フェーズごとに行動指針を設けて効率的な救護を行う
日本は世界の中でも非常に災害が起きやすい国ですので、災害によってけがをしたり、避難生活をしている人のケアをしたりすることが非常に重要なものとなっています。
そのため、これらの保険活動と医療救護活動を効率よく行うために、フェーズごとの行動指針を取るという考え方がなされています。
フェーズとは、「段階」や「局面」という元々の意味合いがあり、時間軸におけるそれぞれの段階で何に集中して活動をするか、どんな行動をするかということをあらかじめプログラムしているのです。
たとえば、大規模災害で多くの負傷者が発生している場合には、まずは応急措置をすること、命が助かる見込みがある重傷者のケアを優先させるなどの原則があります。
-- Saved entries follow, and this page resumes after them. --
PR #1006, opened 2021-10-21
Add IHtmlEncoder #1005

### LINKED ISSUE #1005: Can I customize HtmlEncode?
[This is a feature request]

I want to customize [HtmlEncode()](https://github.com/AngleSharp/AngleSharp/blob/0bee862e8aa61fe3ace84068113d2e97a77beb32/src/AngleSharp/Text/StringExtensions.cs#L628).

In my case, the encoding of the HTML document is `shift_jis` and I am trying to send the character `~` (U+301C) which cannot be converted to `shift_jis`.
Currently, the string sent is `?` in the current situation. I would like to replace `~`(U+301C) with `&#12316;` in HtmlEncode().

Original string:
```
〜
```

ShiftJIS encoded string(current):
```
?
```

ShiftJIS encoded string(using HTML character entity reference):
```
&#12316;
```

If we can inject `IHtmlEncoderService`, it would be very helpful.

tsu1980:
# Types of Changes

## Prerequisites

## Contribution Type

## Description

This PR makes HtmlEncode customizable.

I'm not sure if this is an appropriate name for the interface. If you have a better name, please let me know.

Fixes #1005

### DIFF
--- a/src/AngleSharp/Html/Forms/FormDataSetExtensions.cs
+++ b/src/AngleSharp/Html/Forms/FormDataSetExtensions.cs
@@ -9,10 +9,10 @@ namespace AngleSharp.Html.Forms
 
     static class FormDataSetExtensions
     {
-        public static Stream CreateBody(this FormDataSet formDataSet, String enctype, String? charset, IHtmlEncoder htmlEncoder)
+        public static Stream CreateBody(this FormDataSet formDataSet, String enctype, String? charset, IHtmlEncoder? htmlEncoder)
         {
             var encoding = TextEncoding.Resolve(charset);
-            return formDataSet.CreateBody(enctype, encoding, htmlEncoder);
+            return formDataSet.CreateBody(enctype, encoding, htmlEncoder ?? new DefaultHtmlEncoder());
         }
 
         public static Stream CreateBody(this FormDataSet formDataSet, String enctype, Encoding encoding, IHtmlEncoder htmlEncoder)
--- a/src/AngleSharp/Html/Forms/FormDataSetExtensions.cs
+++ b/src/AngleSharp/Html/Forms/FormDataSetExtensions.cs
@@ -1,5 +1,6 @@
 namespace AngleSharp.Html.Forms
 {
+    using AngleSharp.Html.Forms.Submitters;
     using AngleSharp.Io;
     using AngleSharp.Text;
     using System;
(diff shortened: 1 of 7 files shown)


src/AngleSharp/Html/Forms/Submitters/IHtmlEncoder.cs
```diff
@@ -0,0 +1,20 @@
+namespace AngleSharp.Html.Forms.Submitters
+{
+    using System;
+    using System.Text;
+
+    /// <summary>
+    /// Represents the HTML encoder.
+    /// </summary>
+    public interface IHtmlEncoder
```
FlorianRappl, line 9: Should this also have a `Decode` methode? For symmetric purposes (i.e., to cover not only the en- but also decoding with the same basic implementation)?

src/AngleSharp/Html/Forms/FormDataSetExtensions.cs
```diff
@@ -8,21 +9,21 @@ namespace AngleSharp.Html.Forms
 
     static class FormDataSetExtensions
     {
-        public static Stream CreateBody(this FormDataSet formDataSet, String enctype, String? charset)
+        public static Stream CreateBody(this FormDataSet formDataSet, String enctype, String? charset, IHtmlEncoder htmlEncoder)
```
FlorianRappl: Maybe these extensions here use default values for the last argument?

i.e.:

`IHtmlEncoder htmlEncoder = new DefaultHtmlEncoder()`

FlorianRappl (commented):
I think this looks great. Maybe we can have both combinations?

Also I am a bit surprised that I did not find it in the tokenizer / parser. Maybe I forgot how it works, but I thought it's also used there.

src/AngleSharp/Html/Forms/Submitters/IHtmlEncoder.cs
tsu1980: Hmm, but I think there is no place that HTML decoding in AngleSharp. If so, do you still need the Decode method? Do you think it will be necessary in the future?

src/AngleSharp/Html/Forms/FormDataSetExtensions.cs
tsu1980: Does this mean that the following code is better?

```
public static Stream CreateBody(this FormDataSet formDataSet, String enctype, String? charset, IHtmlEncoder? htmlEncoder)
{
    var encoding = TextEncoding.Resolve(charset);
    return formDataSet.CreateBody(enctype, encoding, htmlEncoder ?? new DefaultHtmlEncoder());
}
```

tsu1980:
Yeah I also thought IHtmlEncoder's namespace is a bit long. But the only one that used HtmlEncode was `MultipartFormDataSetVisitor`.

src/AngleSharp/Html/Forms/FormDataSetExtensions.cs
FlorianRappl: I'd say yes it would be preferred. So if one uses this method and does not care about the encoder then its the same behavior as right now.

src/AngleSharp/Html/Forms/Submitters/IHtmlEncoder.cs
FlorianRappl: Ah I thought we have such a method already. If not then forget my comment - just thought it would be nice for symmetric purposes (but if we don't have one then let's not implement it for no reason).

src/AngleSharp/Html/Forms/FormDataSetExtensions.cs
tsu1980: Done.

tsu1980:
Hmm, Why WindowIntervalCanBeCancelled failed?

FlorianRappl (approved):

その後、ある程度落ち着いてきたら、軽傷者のケアに当たっていくという形になります。
こうした対応原則をあらかじめ定めておくことで、災害時の緊急で混乱が生じやすい現場でも、冷静かつ効率よく働けるようになるのです。
災害時のフェーズごとの保険活動
保険活動という面においては、災害発生時24時間はとにかく初動体制を取るということに重点が置かれ、情報収集や必要なチーム、地域、器材などの検討と準備がなされます。
そして、災害から72時間においては、生命と安全を確保するための活動がなされ、レスキューなどと共同で重傷者のケアや搬出、病院もしくは現場での処置などを行います。
その後の段階では、避難所での生活がスタートしますので、避難所で健康を崩すことないように心身のケアを行っていくことになります。
次のフェーズでは仮設住宅の生活のサポートということで、見回りや定期健診などを通じて、安定した生活を送れるように助けていくことが重要となります。
最終的には地域全体で復興がなされるようにサポートしていくことになります。
医療救護活動におけるフェーズの詳細
災害が発生した直後から6時間後程度は、緊急出動を含めて負傷者へのケアを始める段階となります。
そして72時間以内までは、多数の負傷者が病院などに搬送されて治療を受けることになりますが、交通機関が麻痺していることやスタッフが少ないことから、最もハードなフェーズとなります。
その後、災害発生後1週間程度まで、徐々にライフラインの復旧やスタッフの他地方からの派遣などによって、医療現場に落ち着くが取り戻されていくというフェーズが生じます。
次のフェーズは1か月までくらいの期間を目安として、交通機関、ライフライン、病院機能の正常化がかなりの程度進んでいくという事態が想定されています。
その後避難生活が安定していき、緊急用の医療体制や避難所などが閉鎖されていくという形で進行していきます。